PR #2514, opened 2026-07-28
Add multi-account profiles for Claude and Codex

### LINKED ISSUE #2475: feat: Support multiple accounts from the same provider
### Prior search

### What's the problem

Support multiple accounts from the same provider somehow.

### What would solve it

Should be pretty simple.

_No response_

colonelpanic8:
## Problem

Paseo could configure provider overrides, but it had no first-class way to run multiple authenticated accounts for the same provider. Account settings also need to be owned by the selected remote host, because credential directories live on that host.

Closes #2475.

## What changed

- Add a host-scoped **Settings → Providers → Accounts** UI for Claude Code and Codex / ChatGPT profiles.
_ _ _ _ _ _ _
(Directions for this task) Please restate word for word only the lines from the one with "## What changed" through the final line of the listing above, both of them included.

(Solution to the problem)
## What changed

- Add a host-scoped **Settings → Providers → Accounts** UI for Claude Code and Codex / ChatGPT profiles.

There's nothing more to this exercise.